Sacchetti di plastica, le ultime ore dal primo gennaio via dai negozi

Chi li ha a casa potrà  ancora usarli. Sequestri per i commercianti.   Il cambiamento arriva in netto ritardo rispetto ad altri paesi europei. Torino tra i primi comuni a metterli off limits. Già  risparmiati 1,5 milioni di buste 

CATERINA PASOLINI - la Repubblica Sergio Segio • 23/12/2010 • Buone pratiche e Buone notizie • 153 Viste

ROMA – Addio buste di plastica. Vietate per legge dall’anno nuovo, off limits nei negozi e grandi magazzini. Aboliti quei sei grammi di polietilene che usati pochi minuti, il tempo di portare la spesa a casa, restano nell’ambiente inquinando per secoli visto che ci voglio anche mille anni perché se ne perdano le tracce. Un mercato che in Italia rappresenta 300 sporte usate a testa ogni anno, 250mila tonnellate di prodotto nato dal petrolio.

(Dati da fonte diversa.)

PR #4033, opened 2023-08-11
DX12 set `Features::VERTEX_WRITABLE_STORAGE` based on the right FL

teoxoy:


teoxoy:
It's probably better to wait for https://github.com/gfx-rs/wgpu/pull/3987 and derive `PartialEq`.

wgpu-hal/src/dx12/adapter.rs
```diff
@@ -259,6 +258,10 @@ impl super::Adapter {
         // write the results there, and issue a bunch of copy commands.
         //| wgt::Features::PIPELINE_STATISTICS_QUERY
 
+        if max_feature_level >= d3d12::FeatureLevel::L11_1 {
```
cwfitzgerald: Instead of waiting, could we just cast both to u32 with a note on the d3d12 PR?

Dal primo gennaio si cambia: la classica sporta viene definitivamente bandita, in ritardo di anni rispetto ad altri paesi che ne hanno scoraggiato l’uso a suon di multe e tasse come Francia o Giappone. Toccherà  ai negozianti offrire solo contenitori di materiale biodegradabile e ai clienti adeguarsi con l’inventiva, riutilizzando vecchie sporte di raffia o stoffa, portandosi trolley o retine da casa.
«È vietata la loro commercializzazione», ha annunciato il ministro dell’Ambiente Stefania Prestigiacomo, al termine dell’accesa riunione del Consiglio dei ministri in una giornata che l’ha vista lottare e poi dimettersi dal partito tra lacrime e addii.

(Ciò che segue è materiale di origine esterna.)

PR #4035, opened 2023-08-11
use WGSL for VertexFormat example types

### LINKED ISSUE #3990: VertexFormat documentation uses GLSL instead of WGSL types
The current documentation uses GLSL types like `float` and `ivec4` instead of WGSL types like `f32` or `vec4<i32>`. This is related to #2849. This should be an easy fix, but I'm not sure how to handle double precision types. It doesn't look like double precision is mentioned anywhere in the [WGSL spec](https://www.w3.org/TR/WGSL/) other than literals.

https://www.w3.org/TR/webgpu/#enumdef-gpuvertexformat

ScanMountGoat:
**Checklist**

- [x] Run `cargo clippy`.

**Connections**
closes #3990 

**Description**
Most users will write WGSL shaders instead of GLSL. This updates the example types to use WGSL syntax.

**Testing**
Comparing cargo doc output with https://gpuweb.github.io/gpuweb/#enumdef-gpuvertexformat

### DIFF
--- a/wgpu-types/src/lib.rs
+++ b/wgpu-types/src/lib.rs
@@ -4334,9 +4334,9 @@ pub enum VertexFormat {
     Snorm16x2 = 14,
     /// Four signed shorts (i16). [-32767, 32767] converted to float [-1, 1] `vec4<f32>` in shaders.
     Snorm16x4 = 15,
-    /// Two half-precision floats (no Rust equiv). `vec2<f16>` in shaders.
+    /// Two half-precision floats (no Rust equiv). `vec2<f32>` in shaders.
     Float16x2 = 16,
-    /// Four half-precision floats (no Rust equiv). `vec4<f16>` in shaders.
+    /// Four half-precision floats (no Rust equiv). `vec4<f32>` in shaders.
     Float16x4 = 17,
     /// One single-precision float (f32). `f32` in shaders.
     Float32 = 18,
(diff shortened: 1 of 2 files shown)


wgpu-types/src/lib.rs
```diff
@@ -4302,73 +4302,73 @@ pub struct VertexAttribute {
...
+    /// Two signed shorts (i16). [-32767, 32767] converted to float [-1, 1] `vec2<f32>` in shaders.
     Snorm16x2 = 14,
-    /// Four signed shorts (i16). [-32767, 32767] converted to float [-1, 1] `vec4` in shaders.
+    /// Four signed shorts (i16). [-32767, 32767] converted to float [-1, 1] `vec4<f32>` in shaders.
     Snorm16x4 = 15,
-    /// Two half-precision floats (no Rust equiv). `vec2` in shaders.
+    /// Two half-precision floats (no Rust equiv). `vec2<f16>` in shaders.
     Float16x2 = 16,
-    /// Four half-precision floats (no Rust equiv). `vec4` in shaders.
+    /// Four half-precision floats (no Rust equiv). `vec4<f16>` in shaders.
```
teoxoy: The spec lists that `unorm`/`snorm`/`float` can all be accessed as `f16`/`f32` on the shader side.
Not sure what's best to document. All `f32`? or mention that both `f16`/`f32` work?

ref: https://gpuweb.github.io/gpuweb/#vertex-formats

ScanMountGoat: Is `f16` usable currently from WGSL? The two approaches I can think of are to match the spec and list both `f16` and `f32` for the appropriate types or match what's supported by naga. As a user, I would prefer to see a WGSL type in the docs that currently works, but I'm happy to make changes to this PR to match whatever people decide.

teoxoy: `f16` is not yet implemented in naga (see https://github.com/gfx-rs/naga/issues/1884).

I don't have a strong opinion either way.

cwfitzgerald: Maybe lets use `vec4<{float}>` or something similar.

ScanMountGoat: Do vertex formats like `Float64x3` also require the WGSL type to be`vec3<f32>` on the current version? One approach is to use `f32` for all the docs for all the float formats and make a separate issue to update the documentation once `f16` and `f64` are supported in shaders.

teoxoy: > Do vertex formats like `Float64x3` also require the WGSL type to be`vec3<f32>` on the current version?

The `VERTEX_ATTRIBUTE_64BIT` feature is apparently not currently advertised by any backend.

> One approach is to use `f32` for all the docs for all the float formats and make a separate issue to update the documentation once `f16` and `f64` are supported in shaders.

I think we can either do this or go with a generic solution like @cwfitzgerald was proposing. Thoughts?

cwfitzgerald: Either solution work for me

ScanMountGoat: I've added another commit to use f32 for format types represented as float in the shaders.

Il decreto Milleproroghe approvato ieri non contiene infatti proroghe in materia di buste di plastica solo grazie alla Prestigiacomo. «Era nella bozza e io mi sono opposta: sarebbe stato insopportabile che alla vigilia della scadenza della norma ci fosse stato nuovamente un motivo per non farla entrare in vigore» dice, confermando che per le scorte si faranno accordi coi produttori e i consorzi che riciclano la plastica. E per la sua battaglia si guadagna «il plauso» di Legambiente che le aveva inviato una petizione firmata da ben centomila italiani contro le shopping bag di plastica.
Ora sono vietate per legge, ma a livello nazionale non sono previste multe o sanzioni per chi disobbedisce. Insomma per chi le ha a casa e ancora le usa non ci saranno contravvenzioni mentre i negozianti che le venderanno ai clienti se le vedranno sequestrate dai finanzieri. «Ci affidiamo al senso civico degli italiani» è la parola d’ordine. Solo a livello comunale, come a Torino, le multe per i negozianti sono previste: da 25 a 250 euro.
La rivoluzione doveva partire l’anno scorso ed era stata rinviata dalla politica all’ultimo momento grazie ad un emendamento nascosto nella finanziaria. Ma nel paese reale era già  comunque avviata: più di centocinquanta comuni, Torino in testa e la Val di Fiemme prima già  nel 2009, hanno infatti dichiarato plastic bag free il loro territori con diverse cittadine del trevigiano dove sono vietate anche per la raccolta dell’immondizia. Intanto le grandi catene di distribuzione, dalla Coop alla Esselunga, hanno cominciato per tempo a sostituire i sacchetti di plastica con quelli biodegradabili arrivando fino all’80 per cento del totale consegnato ai clienti.
Dei comuni che hanno messo off limits i sacchetti, Torino è capofila. Da luglio è partita la nuova ondata che in soli due mesi ha portato a “risparmiare” alla natura la presenza di un milione e cinquecentomila pezzi, oltre 18 tonnellate di plastica che altrimenti sarebbero finire ad inquinare fiumi e prati.
«E gli italiani hanno le idee chiare – conferma Cogliati Dezza presidente di Legambiente – il 73 per cento di loro ha manifestato l’intenzione di adoperare sportine riutilizzabili».